Even for Mega-City One, it's shaping up to be a bad day.

++++++++++++++++++++++++++++++++

In the early 1990s it was announced Sylvester Stallone would star in a feature film adaptation of the British comics character Judge Dredd. The fiction editor at Virgin Books, Peter Darvill-Evans, secured a license to published original novels based in the Dredd universe - but he needed authors to write them. At the time I was editing the fortnightly Judge Dredd Megazine, but had always wanted to write a novel. When the Virgin editorial team asked for possible author names, I suggested myself.

This was the result, my first novel and something of an enthusiastic mess. Being fairly clueless about structure and never having attempted to write a novel before, I threw as many plot elements into the mix as I could imagine. Dredd was given seven tasks to perform in a futuristic version of mythic quests by heroes, a scheming villain behind it all and a strictly limited timeframe to solve the problems. More by luck than judgement, I correctly identified several structural imperatives that still serve me well today. However, I over-stuffed the novel with plot and struggled to fit everything in.

The book was written on a semi-electric typewriter, one step up from a manual. I didn't own a computer at the time and couldn't afford to buy one. As a consequence I only had one copy of the mauscript. Lose that and I lost everything.
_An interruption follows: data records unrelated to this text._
PR #446, opened 2025-12-28
feat: optimize get_shape_library with LLM-based shape filtering

### LINKED ISSUE #418: [Feature] Optimize `get_shape_library` tool with LLM-based shape filtering
> **Note**: This template is just a guide. Feel free to ignore the format entirely - any feedback is welcome! Don't let the template stop you from sharing your ideas.

## Feature Description
Add an LLM call inside the `get_shape_library` tool to filter shapes based on user's request, reducing context window usage from ~22KB to ~2KB for large libraries.

## Problem Context
The `get_shape_library` tool currently returns the **entire** shape library documentation, which consumes significant context window:

| Library | Lines | Size | Shapes |
|---------|-------|------|--------|
| aws4 | 1049 | 22KB | 1032 |
| azure2 | 431 | 11KB | ~400 |
| gcp2 | 315 | 6KB | 298 |
| alibaba_cloud | 328 | 8KB | ~300 |

When a user asks for "draw an AWS Lambda architecture", they only need ~10-20 relevant shapes, not all 1032.

## Proposed Solution
1. Read the full documentation file
2. Parse it to separate **header/usage section** from **shapes list**
3. If shape count > 100, call LLM to pick ~15-20 relevant shapes based on user's input
4. Return: header + usage example (extracted from doc) + filtered shape names only

### Key Requirements
- Use the **same model** already configured for the chat request
- LLM should only return **shape names** - no generation of usage examples
- Usage examples are extracted from the existing doc header
- Small libraries (< 100 shapes) should be returned as-is without LLM call
- Use `generateText` from AI SDK for the internal call

### Implementation Location
- File: `app/api/chat/route.ts`
- Tool: `get_shape_library` (lines 661-722)

## Alternatives Considered
- Hardcoding commonly used shapes per library (less flexible)
- Using a separate smaller model for filtering (more complex setup)

### Benefits
- **Context reduction**: ~22KB → ~2KB for large libraries
- **Better relevance**: AI picks shapes matching user intent
- **Backward compatible**: Small docs unchanged

---

If you want to contribute this feature, please comment below.

vansh-nagar:
Fixes #418
Implements LLM-based filtering to reduce shape library context size for large libraries.

### DIFF
--- a/app/api/chat/route.ts
+++ b/app/api/chat/route.ts
@@ -3,6 +3,7 @@ import {
     convertToModelMessages,
     createUIMessageStream,
     createUIMessageStreamResponse,
+    generateText,
     InvalidToolInputError,
     LoadAPIKeyError,
     stepCountIs,
@@ -184,6 +185,8 @@ async function handleChatRequest(req: Request): Promise<Response> {
         .find((m: any) => m.role === "user")
     const userInputText =
         lastUserMessage?.parts?.find((p: any) => p.type === "text")?.text || ""
+
+    ;(globalThis as any).lastUserInputText = userInputText
 
     // Update Langfuse trace with input, session, and user
     setTraceInput({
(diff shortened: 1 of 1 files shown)


DayuanJiang:
Hey, thanks for tackling this!

I found one big issue - using `globalThis` to pass the user prompt is going to cause problems in production. Since it's shared across all requests, if two users hit the API at the same time, one user's prompt could end up being used for the other's shape filtering. 

The good news is AI SDK 6 already gives you `messages` in the tool execute function, so you can just do:

```typescript
execute: async ({ library }, { messages }) => {
    const lastUserMessage = [...messages].reverse().find(m => m.role === "user")
    const userPrompt = lastUserMessage?.content?.find((p: any) => p.type === "text")?.text || ""
    // ...
}
```

No global state needed.

A few other things:

1. If generateText fails or parsing returns nothing, the user gets zero shapes back (worse than the full list). Wrap it in try/catch and fall back to returning the full content.
2. You might want to check that the shapes the LLM returns actually exist in the original list - it could hallucinate names.
3. AI SDK  has Output.object() with Zod schemas which handles JSON parsing + validation automatically, might be cleaner than manual JSON.parse with regex fallback.

Let me know if you want help with any of this!

gthieleb:
Hi @vansh-nagar @DayuanJiang — I've opened #925, which rebases this PR's work onto current main (this branch was 306 commits behind) and implements the review feedback from above:

- **No more `globalThis`** — the user prompt now comes from the tool execute `messages` option, so no cross-request state
- **Full-library fallback** on any filtering failure — never zero shapes
- **Hallucination guard** — LLM-selected names are validated against the real shape list
- **`Output.object` + Zod** instead of manual `JSON.parse`/regex

All credit for the original implementation goes to @vansh-nagar (commit is preserved with original authorship in #925). Happy to close #925 in favor of this one if @vansh-nagar prefers to pull the changes in here instead.

Issue #458, opened 2025-12-30
[Bug] Root path and `/about` route return 404 after removing proxy.ts in #448


broBinChen:
## Bug Description

After the removal of `proxy.ts` in PR #448, the application returns 404 errors when accessing the root path (`/`) or `/about` route. The proxy file previously handled locale detection and automatic redirection to locale-prefixed routes (e.g., `/en/`, `/zh/`), but this functionality was lost after its removal.

## Steps to Reproduce

1. Open the application in a browser
2. Navigate to the root URL `/`
3. Observe a 404 error page
4. Navigate to `/about`
5. Observe another 404 error page

**Note**: Direct access to locale-prefixed routes like `/en/` or `/zh/about` still works correctly.

## Expected Behavior

When accessing the root path or routes without a locale prefix:
- The application should detect the user's preferred locale from:
  - Browser language settings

I wrote the 70,000 word novel in ten weeks, while working 9 to 5 at my day job. I got up at 5am and wrote for ninety minutes, until I'd completed four sides and about 1000 words. It was January, the dead of winter, and crawling out of bed to write a novel wasn't much fun, but I wanted to make a decent job of it and already knew the importance of hitting a deadline. If you can't be a great prose stylist, at least be professional.

I also wrote at weekends and threw a few sick days to get the novel finished. It was bashed out in a single draft, no rewrites, no going backwards. The end results are enthusiastic and all, but not a work of shining subtlety or wit. Some nice moments and a few interesting characters. I was writing from a place of excitement and panic, a heady cocktail that doesn't guarantee great work. I foolishly agreed to Virgin's offer of an all-rights buy-out, so I never got any royalties on the book, even when a Finnish language edition was published a few months later. Live and learn.

Despite the shambolic nature of my plotting and stubborn done-in-one no-rewrites attitude, Virgin still hadn't found enough other authors to keep the Dredd novel line going. So I was asked if I wanted to write another in short order. The results were a considerable improvement, and made me think I had some glimmer of talent as a storyteller, even if my prose would never be much more than functional.

No idea if this book sold, as I didn't get royalty statements for the reasons stated above. The book's been out of print for mroe than a decade, but can be purchased for pennies thanks to the marvels of eBay and online reselling.